[Stored data entries]

PR #235, opened 2019-06-09
add flags in client functions

JianGuoPinterest:
added flags in client functions to provide support for extra memcached operations.

### DIFF
--- a/pymemcache/client/base.py
+++ b/pymemcache/client/base.py
@@ -296,7 +296,7 @@ class Client(object):
             finally:
                 self.sock = None
 
-    def set(self, key, value, expire=0, noreply=None, flags=0):
+    def set(self, key, value, expire=0, noreply=None, flags=None):
         """
         The memcached "set" command.
 
@@ -320,7 +320,7 @@ class Client(object):
         return self._store_cmd(b'set', {key: value}, expire, noreply,
                                flags=flags)[key]
 
-    def set_many(self, values, expire=0, noreply=None, flags=0):
+    def set_many(self, values, expire=0, noreply=None, flags=None):
         """
         A convenience function for setting multiple values.
 
@@ -345,7 +345,7 @@ class Client(object):
 
     set_multi = set_many
 
-    def add(self, key, value, expire=0, noreply=None, flags=0):
+    def add(self, key, value, expire=0, noreply=None, flags=None):
         """
         The memcached "add" command.
 
@@ -369,7 +369,7 @@ class Client(object):
         return self._store_cmd(b'add', {key: value}, expire, noreply,
                                flags=flags)[key]
 
-    def replace(self, key, value, expire=0, noreply=None, flags=0):
+    def replace(self, key, value, expire=0, noreply=None, flags=None):
         """
         The memcached "replace" command.
 
@@ -393,7 +393,7 @@ class Client(object):
         return self._store_cmd(b'replace', {key: value}, expire, noreply,
                                flags=flags)[key]
 
-    def append(self, key, value, expire=0, noreply=None, flags=0):
+    def append(self, key, value, expire=0, noreply=None, flags=None):
         """
         The memcached "append" command.
 
@@ -415,7 +415,7 @@ class Client(object):
         return self._store_cmd(b'append', {key: value}, expire, noreply,
                                flags=flags)[key]
 
-    def prepend(self, key, value, expire=0, noreply=None, flags=0):
+    def prepend(self, key, value, expire=0, noreply=None, flags=None):
         """
         The memcached "prepend" command.
 
@@ -437,7 +437,7 @@ class Client(object):
         return self._store_cmd(b'prepend', {key: value}, expire, noreply,
                                flags=flags)[key]
 
-    def cas(self, key, value, cas, expire=0, noreply=False, flags=0):
+    def cas(self, key, value, cas, expire=0, noreply=False, flags=None):
         """
         The memcached "cas" command.
 
@@ -817,7 +817,7 @@ class Client(object):
                 return {}
             raise
 
-    def _store_cmd(self, name, values, expire, noreply, flags=0, cas=None):
+    def _store_cmd(self, name, values, expire, noreply, flags=None, cas=None):
         cmds = []
         keys = []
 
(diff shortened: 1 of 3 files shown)


pymemcache/client/base.py
```diff
@@ -815,8 +818,6 @@ def _store_cmd(self, name, values, expire, noreply, cas=None):
             key = self.check_key(key)
             if self.serializer:
                 data, flags = self.serializer(key, data)
```
jparise: It looks like this local `flags` variable will shadow the `flags` argument. How do they relate?

pymemcache/client/base.py
```diff
@@ -307,6 +307,7 @@ def set(self, key, value, expire=0, noreply=None):
                   from the cache, or zero for no expiry (the default).
           noreply: optional bool, True to not wait for the reply (defaults to
                    self.default_noreply).
+          flags: int, arbitrary bit field used for server-specific flags
```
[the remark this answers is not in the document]
JianGuoPinterest: the original logic is, if a serializer is specified when constructing the client, it will generate the flags using the serializer, otherwise flags will be set to 0 as default. 
Current logic won't change that part of logic, it will still generate flags if serializer is specified while constructing the client, or default to 0 if not specified. 
For the extension logic, we do not specify serializer, so it would not use that piece of logic. We will pass flags for the set function. 
This will not affect the current usage of set function, the code worked before could still work with the new logic.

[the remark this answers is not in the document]
jparise: (I think this was a reply to the latter comment, so I'll move my reply there.)

pymemcache/client/base.py
jparise: I think this creates an unexpected case where `flags` is passed in but is overridden by the serializer. I can think of two improvements:

1. Because `flags` is a bit field, we could `OR` the two values together (the `flags` argument plus these `serializer_flags`) to form the final value send to the server. I don't know if that would always be the right thing to do, however, because we can't know in advance how the server and serializer are going to use the flags.
2. We could raise an exception when both `flags` and `self.serializer` are provided because they're incompatible.

JianGuoPinterest: One more solution would be while using `data, flags = self.serializer(key, data)`, we could check if the `flags` is being passed, if `flags!=0`, we could use the flags generated by the `serializer`. Also, we could add more comments to tell the consumers about the logic of `serializer` and `flags` so they could be aware of the conflict passing `serializer` and `flags` at the same time.

jparise: That sounds like a variant of (1) above (where we consider both input values and make a decision of which bits we want to send to the server). It has the same potential downsides, but given that we're baselining on `0` being "safe", it could be a good compromise.

pymemcache/client/base.py
```diff
@@ -814,9 +818,10 @@ def _store_cmd(self, name, values, expire, noreply, cas=None):
 
             key = self.check_key(key)
             if self.serializer:
-                data, flags = self.serializer(key, data)
-            else:
-                flags = 0
+                if flags == 0:
```
jparise: How about:

```python
if self.serializer:
    data, serializer_flags = self.serializer(key, data)
    # Use the serializer's flags when `flags` haven't been specified.
    if flags == 0:
        flags = serializer_flags
```

JianGuoPinterest: looks good, will change the code base on it.

pymemcache/client/base.py
```diff
@@ -307,6 +307,8 @@ def set(self, key, value, expire=0, noreply=None):
                   from the cache, or zero for no expiry (the default).
           noreply: optional bool, True to not wait for the reply (defaults to
                    self.default_noreply).
+          flags: optional int, arbitrary bit field used for server-specific
+                flags
```
jparise: Should we write something here about the new behavior when a serializer is present?

pymemcache/client/base.py
```diff
@@ -315,7 +317,8 @@ def set(self, key, value, expire=0, noreply=None):
         """
         if noreply is None:
             noreply = self.default_noreply
-        return self._store_cmd(b'set', {key: value}, expire, noreply)[key]
+        return self._store_cmd(b'set', {key: value}, expire, noreply,
+                               flags=flags)[key]
 
     def set_many(self, values, expire=0, noreply=None):
```
jparise: Does it make sense for `set_many` to also accept `flags`?

JianGuoPinterest: so `_store_cmd()` is being called by `add()`/ `append()`/ `cas()`/` prepend()`/` replace()`/ `set()`/ `set_many()`. I mean I can add flags to all those functions, but if there are no use cases consuming flags from these functions, adding flags might make it more confusing for the consumers.

jparise: I think it would make sense to add them there in the long-term, but I'm comfortable waiting until people need them given that this is still a new capability.

pymemcache/client/base.py
JianGuoPinterest: Which of these two params should have higher priority? In case they passed serializer and flags together, flags is not 0 generated from serialized, should we just ignore the flags passed by set function? This does not sound right to me.

pymemcache/client/base.py
JianGuoPinterest: I think put the comments in the _store_cmd() would be better since we might add flags for other functions as well.

pymemcache/client/base.py
jparise: If we're going to choose one or the other, I think we should prefer the explicit parameter passed to the function.

But this is also why I was thinking we should consider merging the two bit fields (`flags | serialized_flags`) and sending that value to the server.

JianGuoPinterest: for the bit operation, my concern would be, system might work fine if we just pass flags or serialized_flags, but if we do the bitwise operation, it could end up with exception. I would vote for using the flags passed by set cause that one should be the one we should use.

jparise: I think that's fine. If someone is setting that value, they hopefully know what they're doing based on how their environment (memcached and chosen serializer) is configured.

jparise: It does make me think that we might want to default `flags=None` in the signature, however, because it's possible someone might want to "force" `flags=0` to override the serializer's behavior. What do you think?

JianGuoPinterest: the default behavior is `flags=0`. what you mentioned is a really corner case. I highly doubt this case would happen. but setting `flags=None` does make sense.  I will modify the code.

Issue #239, opened 2019-07-23
Docs should note that `nodelay=True` can lead to spurious "MemcacheUnknownCommandError"


sirosen:
Porting code which had been using python-memcached to pymemcache, I uncovered an issue in which I was setting a fractional `expire`. (`python-memcached` had hidden this from me entirely, but the bug was there even before.)
However, this was hard to debug because (1) the fractional expiration was never passed by our testsuite (2) I had set `noreply=True` on all `Client.set()` calls, hiding the erroneous expiration.

The result was that I was getting `pymemcache.exceptions.MemcacheUnknownCommandError: b'get'` which was "obviously wrong" and could not reproduce with various tests.
Digging into pymemcache, I saw that these errors are triggered by reading `ERROR` immediately after sending a command, and guessed that an error from a prior command was left in the channel, being read when the `Client.get()` was evaluated.

I'm not sure if there's a better way to handle
```python
from pymemcache.client.base import Client
client = Client(("localhost", 11211))
client.set("foo", "bar", expire=1.5, noreply=True)
client.get("foo")
```

than what's currently being done? It seems reasonable, but I think a documentation warning could save others this same mistake and hassle.

Although this particular case could be handled by checking if `expire` isn't a int, I don't think that's particularly important.

cgordon:
Hi Stephen,

Thank you for the excellent bug report! I was surprised by this behavior, so I went and read back through the protocol documentation:

https://github.com/memcached/memcached/blob/master/doc/protocol.txt

It says this:

> "noreply" optional parameter instructs the server to not send the
>  reply.  NOTE: if the request line is malformed, the server can't
>  parse "noreply" option reliably.  In this case it may send the error
>  to the client, and not reading it on the client side will break
> things.  Client should construct only valid requests.

In light of that, I think the right answer is to validate all the arguments passed and fail immediately if any of them would cause us to construct an invalid request. In this case, that means checking that the value of expire is an integer before serializing it to the request string.

Would you like to send us a PR for that?

Thank you,
Charles

sirosen:
Sure, I'll do that momentarily.

I was thinking that catching this specific kind of malformed request was less important than having some kind of note in the docs that `noreply=True` can "defer errors until the next call to memcache". What do you think of also making a doc change of some kind? I'll keep it separate if I open a PR so that the issues can be reviewed independently.

jparise:
I think that's also a good idea, @sirosen. Thanks!

PR #240, opened 2019-07-24
Add check that `expire` is an integer

sirosen:
Part of #239

If a caller tries to send a fractional expiration time, that should be caught and rejected with a MemcacheIllegalInputError. Otherwise, calls with `noreply=True` could fail to parse, but the client won't pick up on this until the next call to memcache which reads the reply.

The case we're seeking to avoid is this:

```python
client = Client(("localhost", 11211))
client.set("foo", "bar", expire=1.5, noreply=True)
client.get("foo")  # triggers MemcacheUnknownCommandError
```

In addition to allowing for values which are `int` (or `long` on py2), this implementation allows for `expire` values to be a text type (str on py2, bytes or str on py3), so long as `int(expire)` correctly converts it. If `int(expire)` fails (ValueError), that indicates that the input could not be treated as an int and is a failure.

Applies `Client._store_cmd`, which covers a class of commands, and `Client.touch`, which appears to be the only command with a non-shared implementation that includes `expire` as a parameter.

---

I tried to write the test using `pytest.mark.parametrize`, but something about the way the testsuite is structured makes that not work (or at least, not work in the way that I'm used to). I'm happy to rewrite the test in a form which is more fitting with the idioms of the current testsuite, but I'd need some direction on that.

### DIFF
--- a/pymemcache/client/base.py
+++ b/pymemcache/client/base.py
@@ -113,7 +113,8 @@ def _check_integer(value, name, encoding):
     """Check that a value is an integer and encode it as a binary string"""
     if isinstance(value, six.integer_types):  # includes "long" on py2
         return six.text_type(value).encode(encoding)
-    elif isinstance(value, six.text_type):
+    # TODO: drop this behavior in a future version of pymemcached
+    elif isinstance(value, VALID_STRING_TYPES):
         try:
             int(value)
             return six.text_type(value).encode(encoding)
--- a/pymemcache/client/base.py
+++ b/pymemcache/client/base.py
@@ -109,6 +109,22 @@ def _check_key(key, allow_unicode_keys, key_prefix=b''):
     return key
 
 
+def _check_integer(value, name, encoding):
+    """Check that a value is an integer and encode it as a binary string"""
+    if isinstance(value, six.integer_types):  # includes "long" on py2
+        return six.text_type(value).encode(encoding)
+    elif isinstance(value, six.text_type):
+        try:
+            int(value)
+            return six.text_type(value).encode(encoding)
+        except ValueError:
+            pass  # fall-through to error below
+
+    raise MemcacheIllegalInputError(
+        '{} must be integer, got bad value: {}'.format(name, value)
+    )
+
+
 class Client(object):
     """
     A client for a single memcached server.
@@ -648,9 +664,8 @@ class Client(object):
         if noreply is None:
             noreply = self.default_noreply
         key = self.check_key(key)
-        cmd = (
-            b'touch ' + key + b' ' + six.text_type(expire).encode(self.encoding)
-        )
+        expire = _check_integer(expire, "expire", self.encoding)
+        cmd = b'touch ' + key + b' ' + expire
         if noreply:
             cmd += b' noreply'
         cmd += b'\r\n'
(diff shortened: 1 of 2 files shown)


sirosen:
I'm fine (even happy) with requiring it to match `six.integer_types`. I just know that this currently does `six.text_type(expire)`, so if you pass `expire="1"`, that's okay (if a bit weird):
https://github.com/pinterest/pymemcache/blob/c42453c336fece50a123f410554df0bb55b21859/pymemcache/client/base.py#L839

I'd be worried that changing this could break callers who are currently passing strings. Even if it's weird, I know I showed up on this project because I was passing invalid inputs, so I'm sympathetic. 😉

Also, I just noticed that `Client.touch` uses `'ascii'` rather than `self.encoding`... Separate PR incoming.

jparise:
> I'm fine (even happy) with requiring it to match `six.integer_types`. I just know that this currently does `six.text_type(expire)`, so if you pass `expire="1"`, that's okay (if a bit weird)

Ack, you're right! I missed that we're already supporting those class of inputs. I think it would be nice to drop that support, but that probably shouldn't be done in a minor version.

pymemcache/client/base.py
```diff
@@ -109,6 +109,22 @@ def _check_key(key, allow_unicode_keys, key_prefix=b''):
     return key
 
 
+def _check_integer(value, name):
```
jparise: What do you think about this function returning the value that we ultimately send to the server (instead of just checking its type)? That could save us a least a little work when this function detects we've been given a text input value.

sirosen: Yeah, I'll make that edit and mark this resolved when it's done.

sirosen: I ended up rebasing, since this conflicts mildly with #242. But I've changed `_check_integer` to do the encoding work.

pymemcache/client/base.py
```diff
@@ -109,6 +109,22 @@ def _check_key(key, allow_unicode_keys, key_prefix=b''):
...
 
 
+def _check_integer(value, name, encoding):
+    """Check that a value is an integer and encode it as a binary string"""
+    if isinstance(value, six.integer_types):  # includes "long" on py2
+        return six.text_type(value).encode(encoding)
+    elif isinstance(value, six.text_type):
+        try:
+            int(value)
+            return six.text_type(value).encode(encoding)
```
jparise: Because `value` is already a `six.text_type`, could we just do:

```suggestion
            return value.encode(encoding)
```

sirosen: Agh! You're right, but this makes me realize that I've introduced a pernicious bug.
I was thinking about someone passing `expire="1"`, but they could also pass `expire=b"1"` today, just as well. Under my changes `b"1"` would be rejected as invalid (but prior to this PR, it was allowed).

I doubt anyone would do _either_ of these on purpose, but I could imagine loading config or some other data and failing to properly convert it. And in that case, `b"1"` doesn't seem much less likely than `"1"`. I think this should be checking for `six.string_types` above, and still doing `six.text_type(value)` here.

Aside: this makes me think that dropping support for `str` / `bytes` / `unicode` inputs for `expire`, `delay`, and other integer params is well worth doing.

jparise: That makes sense, and I _do_ think it would be nice to drop type conversion for these integer parameters. I see in our documentation comments that we call those fields out as `int` already.

Maybe this is something we can do for the next 2.x release given it's only been semi-supported thus far.

sirosen: I'm going to open a competing/alternate PR which enforces that int parameters are really integers. All of my fretting about "backwards compatibility" might be to the detriment of the project, long term, and I don't want to be saddling people with something subpar.

sirosen:
#243 does this, but in a way that seems better for the project long-term and has people's buy-in. I'm closing as a duplicate.

PR #241, opened 2019-07-24
Add noreply warning to getting_started doc

### LINKED ISSUE #239: Docs should note that `nodelay=True` can lead to spurious "MemcacheUnknownCommandError"

sirosen:
resolves #239

Add a warning to the Best Practices section of the Getting Started doc which explains the interaction between `noreply=True` and error handling.

Also, fix a very minor typo, ``"noreply`` in a nearby line.

I understand that "WARNING" boxes are very shouty and attention-grabby, and many people are shy about using them. However, (1) in the readthedocs theme, they're orange, not red, and less harsh, and (2) this seems genuinely warning-worthy to me.

I thought for a moment about how to fit this into the client documentation, but it doesn't fit well anywhere in there, IMO.

For ease of review, here's what it looks like when rendered:

### DIFF
--- a/docs/getting_started.rst
+++ b/docs/getting_started.rst
@@ -128,7 +128,7 @@ Best Practices
    your process when memcached is slow. You might also want to enable the
    ``no_delay`` option, which sets the TCP_NODELAY flag on the connection's
    socket.
- - Use the ``noreply`` flag for a significant performance boost. The ``"noreply``
+ - Use the ``noreply`` flag for a significant performance boost. The ``noreply``
    flag is enabled by default for "set", "add", "replace", "append", "prepend",
    and "delete". It is disabled by default for "cas", "incr" and "decr". It
    obviously doesn't apply to any get calls.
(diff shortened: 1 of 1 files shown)


jparise:
Thanks!

PR #243, opened 2019-07-25
Check integer input values to Client methods

sirosen:
After the conversation on #240 , I'm starting to change my mind on whether or not it's even worthwhile to continue to support callers using `expire="1"` and the like. That usage is not documented, and supporting it doesn't really make things that much better for callers.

Exercise brief: Find the lines above holding the word "Practices" and show them.

Answer to this problem:
Add a warning to the Best Practices section of the Getting Started doc which explains the interaction between `noreply=True` and error handling.
@@ -128,7 +128,7 @@ Best Practices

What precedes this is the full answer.